I cannot answer to the grammatical appropriateness of they (though others here seem to indicate it is becoming more acceptable). I can also agree with Dave Mulligan's answer that using the name ("Kris") in many situations would be most appropriate.
However, there are also other levels of appropriateness. I do not know how popular this opinion might be, but I value my freedom to classify a person as I want to and use the speech I want to refer to that person, no matter how they may want to be classified. That is, they have their right to classify themselves, but I have my own right to classify him or her differently (and classify him or her into a gender).
To me, this is entirely appropriate on other, non-grammatical levels (possibly philosophical, scientific, religious, etc., given circumstances), and if for no other reason that my perception.

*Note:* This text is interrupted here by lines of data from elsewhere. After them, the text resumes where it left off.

PR #2271, opened 2022-02-03
[FP][FIX][ENG][14.0] base_name_search_improved: forward port of patches and fix to interactive search

Rad0van:
This has 2 parts:

1. Forward port of patches from 13.0 to improve GUI, tests, ...
2. Fix to interactive search where code taken from 13.0 leads to exceptions in `_extend_name_results` as `results` contains list of ids directly (instead of expected records). Upon fixing that extending results with `lazy_name_get` results into exception in ORM like `psycopg2.ProgrammingError: can't adapt type 'lazy'` So I am trying to fix both of these.
3. Translate Spanish texts to English

Feedback is welcome.

### DIFF
--- a/base_name_search_improved/models/ir_model.py
+++ b/base_name_search_improved/models/ir_model.py
@@ -25,7 +25,11 @@ def _get_rec_names(self):
 
 @tools.ormcache(skiparg=0)
 def _get_use_smart_name_search(self):
-    return self.env['ir.model'].search([('model', '=', str(self._name))]).use_smart_name_search
+    return (
+        self.env["ir.model"]
+        .search([("model", "=", str(self._name))])
+        .use_smart_name_search
+    )
 
 
 @tools.ormcache(skiparg=0)
@@ -55,17 +59,28 @@ def _extend_name_results(self, domain, results, limit, name_get_uid):
     result_count = len(results)
     if result_count < limit:
         domain += [("id", "not in", [x[0] for x in results])]
-        rec_ids = self._search(domain, limit=limit - result_count, access_rights_uid=name_get_uid)
-        results.extend(models.lazy_name_get(self.browse(rec_ids).with_user(name_get_uid)))
+        rec_ids = self._search(
+            domain, limit=limit - result_count, access_rights_uid=name_get_uid
+        )
+        results.extend(
+            models.lazy_name_get(self.browse(rec_ids).with_user(name_get_uid))
+        )
     return results
 
 
 def patch_name_search():
     @api.model
-    def _name_search(self, name='', args=None, operator='ilike', limit=100, name_get_uid=None):
+    def _name_search(
+        self, name="", args=None, operator="ilike", limit=100, name_get_uid=None
+    ):
         # Perform standard name search
         res = _name_search.origin(
-            self, name=name, args=args, operator=operator, limit=limit, name_get_uid=name_get_uid
+            self,
+            name=name,
+            args=args,
+            operator=operator,
+            limit=limit,
+            name_get_uid=name_get_uid,
         )
         if name and _get_use_smart_name_search(self.sudo()) and operator in ALLOWED_OPS:
             limit = limit or 0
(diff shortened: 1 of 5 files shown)


base_name_search_improved/models/ir_model.py
```diff
@@ -175,11 +193,41 @@ def _search_smart_search(self, operator, value):
 class IrModel(models.Model):
     _inherit = "ir.model"
 
-    add_smart_search = fields.Boolean(
-        help="Add Smart Search on search views",
+    add_smart_search = fields.Boolean(help="Add Smart Search on search views",)
```
legalsylvain: there is something wrong in that change.
it is making breaking Test.
https://github.com/OCA/server-tools/runs/5059800229?check_suite_focus=true#step:4:121

legalsylvain (changes requested):
one minor remarks. 
Otherwise LGTM.

Could you also translate spanish text ? (comments, error, etc...)

Thanks !

legalsylvain (approved):
Partial review. Thanks.

Rad0van:
@jjscarafia @kittiu would you care to take a look? Thanx.

kittiu:
But out of curiosity, do you know what is "Smart Search Domain" used for? Because I did add arbitrary domain in res.partner to test, i..e, [('name', '=', 'xxx')]

It seem to affect only on "Smart Search" (Top Search Bar)

For name search field, it passing through this line, https://github.com/Rad0van/server-tools/blob/base_name_search_improved-fp_patches/base_name_search_improved/models/ir_model.py#L87
`args = args or [] + _get_name_search_domain(self.sudo())`
the arg become `['|', ['company_id', '=', False], ['company_id', '=', 1]]` again, hence no effect from the input domain.

If this is expected behavior, and "Smart Search Domain" is only for "Smart Search", should the field be invisible if it is not enbled?

**Note:** my opinion is, both options (Search Domain and Search Fields) should be equally work for both Smart Search and Name Search, in this case this is a bug?

Rad0van:
> But out of curiosity, do you know what is "Smart Search Domain" used for? Because I did add arbitrary domain in res.partner to test, i..e, [('name', '=', 'xxx')]
> 
> It seem to affect only on "Smart Search" (Top Search Bar)
> 
> For name search field, it passing through this line, https://github.com/Rad0van/server-tools/blob/base_name_search_improved-fp_patches/base_name_search_improved/models/ir_model.py#L87 `args = args or [] + _get_name_search_domain(self.sudo())` the arg become `['|', ['company_id', '=', False], ['company_id', '=', 1]]` again, hence no effect from the input domain.
> 
> If this is expected behavior, and "Smart Search Domain" is only for "Smart Search", should the field be invisible if it is not enbled?
> 
> **Note:** my opinion is, both options (Search Domain and Search Fields) should be equally work for both Smart Search and Name Search, in this case this is a bug?

Sure I know what it's supposed to be for but I must admit I didn't test it with it. Will have a look at it. However it seems the same line exists in 13.0: https://github.com/OCA/server-tools/blob/0564c5e426908553a025ea29d2d3e62a0ebffe0c/base_name_search_improved/models/ir_model.py#L89
So probably it's needed to have a look there as well because I agree the Search Domain should be applied on both options.

Rad0van:
> But out of curiosity, do you know what is "Smart Search Domain" used for? Because I did add arbitrary domain in res.partner to test, i..e, [('name', '=', 'xxx')]
> 
> It seem to affect only on "Smart Search" (Top Search Bar)
> 
> For name search field, it passing through this line, https://github.com/Rad0van/server-tools/blob/base_name_search_improved-fp_patches/base_name_search_improved/models/ir_model.py#L87 `args = args or [] + _get_name_search_domain(self.sudo())` the arg become `['|', ['company_id', '=', False], ['company_id', '=', 1]]` again, hence no effect from the input domain.
> 
> If this is expected behavior, and "Smart Search Domain" is only for "Smart Search", should the field be invisible if it is not enbled?
> 
> **Note:** my opinion is, both options (Search Domain and Search Fields) should be equally work for both Smart Search and Name Search, in this case this is a bug?

I know what it's supposed to be for. The code in question is port from 13.0 so I didn't touch it. Will test and if @jjscarafia doesn't provide fix I'll try to do so...

jjscarafia:
Hi! thakns @Rad0van 
I'm in holidays and returning on one week.
We're not using v14 so please fill free to merge/continue.
On my return, if you didn't before, I will take a look to the bug + this PR

Thanks!

jjscarafia (approved):
LGTM

jjscarafia:
@Rad0van @kittiu 
I've work on the fix/improvement of "name_search_domain".
Check here https://github.com/OCA/server-tools/pull/2297

Thanks!

MiguelMachadoM:
i try this version 14.0.1.1.0 and not work same.
Before is want find "jonh Smith" typing "jo smi" get results.
Now need use % for get any result, ex. "jo%smi"
The question is correct? or  have any other problem.

PR #2274, opened 2022-02-07
[MIG] datetime formatter: Migration to 15.0

tbanevicius:


tbanevicius:
Can someone review this merge request? 
It seems CI/runbot fails without any eligible reason.

tbanevicius:
@dreispt @guewen @pedrobaeza Is there any chance someone could review this MR?

pedrobaeza:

And since it has long been grammatically appropriate to use "he" as a general or generic reference, (the Wikipedia article notes 18th century in textbooks, but examples in various languages go back thousands of years; see below), I may appropriately choose to do so still if I am seeking to make a generic reference (such would probably not be the case in the example given).
For example, Vern S. Poythress examined non-Biblical Greek texts (some "writings of Plutarch and Philo"), concluding:
Specific evidence nevertheless supports the idea that in Greek a male
“flavor” attaches to occurrences of third person masculine pronouns
and other masculine forms referring to human beings in a generic
statement. This evidence favors the conclusion that use of masculine
singular in English provides an appropriate match in meaning.
And early in the article had noted as well that:
Hebrew, Aramaic, and Greek show here [in some Biblical texts] a pattern similar to English: the
occurrence of the generic masculine sets up a perception that a male
example is being used to express a general principle
So grammatical precedent for the generic "he" is well founded, should one choose to continue to use it.
Whether one considers the arguments for not using it in a generic sense valid or not, and also in any specific instance for classifying, is really up to the one speaking/writing, not the one being referred to. It is the one communicating that is attempting to convey his or her thoughts about the matter, not the target referent's thoughts on the matter (unless that happens to be the goal of the one communicating).
And in the example, even being friends, one might disagree with the other's self-perception, and have to weigh whether it is appropriate or not to honor his or her perception over one's own.